Accra - Olivier De Schutter, rapporteur spécial de l'ONU pour le droit à l'alimentation, a appelé la communauté internationale à agir afin d'empêcher une crise alimentaire majeure qui menace des millions de personnes dans les pays du Sahel et dans le centre de l'Afrique.
"Nous ne devons pas attendre que les gens soient affamés pour agir. Le monde doit répondre immédiatement afin d'éviter une crise alimentaire et nutritionnelle de grande ampleur", a déclaré à la presse M. De Schutter, qui effectue une visite au Ghana. Le crise pourrait être provoquée par la sécheresse, de mauvaises récoltes et l'augmentation des prix des produits alimentaires dans les régions concernées, a-t-il dit.
Les pays jusqu'à présent touchés par la sécheresse sont le Tchad, le Mali, la Mauritanie et le Niger, tandis que la situation dans d'autres pays comme le Burkina Faso, le Sénégal et les régions septentrionales du Nigéria et du Cameroun fait l'objet de préoccupations, a-t-il dit.
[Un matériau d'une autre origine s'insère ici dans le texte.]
PR #3474, opened 2023-11-27
[Spicy] Use shared ptr without atomic refcounts

bbannier:
This the Spicy bump accompanying zeek/spicy#1600.


bbannier:
We won't move forward with this ATM.

PR #3475, opened 2023-11-27
TLS: Update cipher consts and keyexchange parsing

0xxon:
Update cipher consts.

Furthermore some past updates have been applied to scriptland, but it was not considered that some of these also have to be applied to binpac code, to be able to correcly parse the ServerKeyExchange message.

(As a side-note - this was discovered due to a test discrepancy with the Spicy parser)


0xxon:
Test failure should be independent of this - looks like OpenSSL added a previously missing string.

PR #3478, opened 2023-11-29
signatures: Support custom event via [event_name] syntax

### LINKED ISSUE #3403: More flexible signature "event" interface
### Discussed in https://github.com/zeek/zeek/discussions/3372

<sup>Originally posted by **vpax** October 12, 2023</sup>
Currently, Zeek's signature framework supports the generation of a single event:
```
event signature_match(state: signature_state, msg: string, data: string)
```
and when writing signatures, all that's specified is the `msg` that goes with that event:
```
signature my-first-sig {
    ip-proto == tcp
    dst-port == 80
    payload /.*root/
    event "Found root!"
}
```
We've been developing Zeek scripts that need to dispatch on the particular signature matched. Currently this requires a bunch of comparisons of `msg` (and these can happen in different instances of `signature_match` event handlers, depending on the modularity associated with the content). An extension to deal with this would be to allow the `event` specifier in a signature to optionally be the name of an event to generate, rather than a string to associate with it:
```
signature my-first-sig {
    ip-proto == tcp
    dst-port == 80
    payload /.*root/
    event my_first_sig_event
}
```
(the `event` value could instead be a string like now, in which case `signature_match` is generated), or perhaps:
```
signature my-first-sig {
    ip-proto == tcp
    dst-port == 80
    payload /.*root/
    event "Found root!"
    zeek_event my_first_sig_event
}
```
where the given event would have to have a common type signature (which for the second example could be the same as the `signature_match` event).

This seems handy and pretty straightforward to implement. Thoughts?</div>

awelzel:
This change allows to specify a per signature specific event, overriding
the default signature_match event. It further removes the message
parameter from such events if not provided in the signature.

Closes #3403

---

zeek-docs: https://github.com/zeek/zeek-docs/pull/234


awelzel:
@timwoj , mind looking at this one. @vpax , this is what was discussed on #3403 , maybe want to skim? Usage looks reasonably nice (given the constraints).

timwoj (approved):

src/RuleAction.cc
```diff
@@ -15,23 +15,63 @@ using std::string;
...
+        reporter->Error("unknown event '%s' specified in rule", event_name);
+        return;
+    }
+
+    // Register non-script usage to make the UsageAnalyzer happy.
+    zeek::event_registry->Register(event_name, false /*is_from_script*/);
+
+    static const auto& signature_match_params = signature_match->GetFunc()->GetType()->ParamList()->GetTypes();
+    // Fabricated signature_match2() parameters for type checking.
+    static const std::vector<zeek::TypePtr> signature_match2_params = {signature_match_params[0],
```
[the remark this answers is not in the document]
vpax: (Oh it's because you're skipping `msg` - I had in my head that it would come last ...)

src/RuleAction.cc
```diff
@@ -15,23 +15,63 @@ using std::string;
...
+    }
+}
 void RuleActionEvent::DoAction(const Rule* parent, RuleEndpointState* state, const u_char* data, int len) {
-    if ( signature_match )
-        event_mgr.Enqueue(signature_match, IntrusivePtr{AdoptRef{}, rule_matcher->BuildRuleStateValue(parent, state)},
-                          make_intrusive<StringVal>(msg),
-                          data ? make_intrusive<StringVal>(len, (const char*)data) : val_mgr->EmptyString());
+    if ( handler ) {
+        zeek::Args args;
+        args.reserve(msg ? 3 : 2);
```
vpax, line 55: Is it worth doing the `reserve`? I figure it's only needed for code that gets banged on a lot and so you don't want the vector object doing extra work, or wasting memory.

src/RuleAction.cc
```diff
@@ -15,23 +15,63 @@ using std::string;
...
+    }
 }
 
-void RuleActionEvent::PrintDebug() { fprintf(stderr, "	RuleActionEvent: |%s|\n", msg); }
-
-RuleActionMIME::RuleActionMIME(const char* arg_mime, int arg_strength) {
-    mime = util::copy_string(arg_mime);
-    strength = arg_strength;
+void RuleActionEvent::PrintDebug() {
+    fprintf(stderr, "	RuleActionEvent: |%s (%s)|\n", msg->CheckString(), handler->Name());
```
vpax, line 69: Will `msg` always be defined here?

src/RuleAction.h
```diff
@@ -24,32 +31,31 @@ class RuleAction {
...
     void PrintDebug() override;
 
-    std::string GetMIME() const { return mime; }
+    const std::string& GetMIME() const { return mime; }
 
     int GetStrength() const { return strength; }
 
 private:
-    const char* mime;
+    std::string mime;
```
vpax, line 58: is improving `mime` here needed for this change, or just a makes-sense-to-tidy-while-we're-in-there tweak?

NEWS
```diff
@@ -69,6 +69,37 @@ New Functionality
...
+
+	event found_root(state: signature_state, data: string) { }
+
+  Passing an additional message parameter to a custom event is possible with the
+  following syntax. The custom event's parameters need to align with those for the
+  ``signature_match()` event:
+
+	signature event-with-msg {
+		payload /.*root/
+		event [found_root_with_msg] "the-message"
```
vpax, line 94: Perhaps remind the reader that `"the-message"` can instead be a string-valued Zeek expression (or just a variable?). I was initially surprised at the `message_as_id` BTest because of this

vpax:
@awelzel looks good, I just have some micro-questions, per what I've now entered above

src/RuleAction.cc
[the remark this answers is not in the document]
awelzel: Which is a bit of a quirk, but I don't think too bad. I changed the comment a bit.

src/RuleAction.cc
awelzel: This is probably not banged as much as other places, but std::vector allocation strategy is custom.

Not doing the `reserve()` result in 2, respective 3 allocate calls (at least with the std library selected here): https://godbolt.org/z/h1ceoerTd.

Using `reserve()` results in a single allocation in either case. I'll keep it.

src/RuleAction.cc
awelzel: Ouch, thanks!

src/RuleAction.h
awelzel: Yep, separate commit and has the "makes sense part" :-)

vpax:
@awelzel thanks for the clarifications, LGTM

Six millions de personnes au Niger, 2,9 millions au Mali, et 700.000 en Mauritanie sont affectées, a souligné M. De Schutter.
"En raison de leurs besoins nutritionnels plus importants, les enfants sont les plus exposés au risque de mortalité due à la malnutrition, suivis des femmes enceintes et allaitantes et des adolescentes", au Tchad et en Mauritanie, où le manque de céréales s'est nettement aggravé en comparaison avec l'année dernière, a expliqué le responsable de l'ONU.
Les prix des denrées alimentaires ont continué à augmenter. Au Niger, le prix du millet était de 37% plus élevé en novembre 2001 qu'un an auparavant, et les prix d'autres céréales sont de 40% plus élevés que les prix moyens relevés sur cinq ans.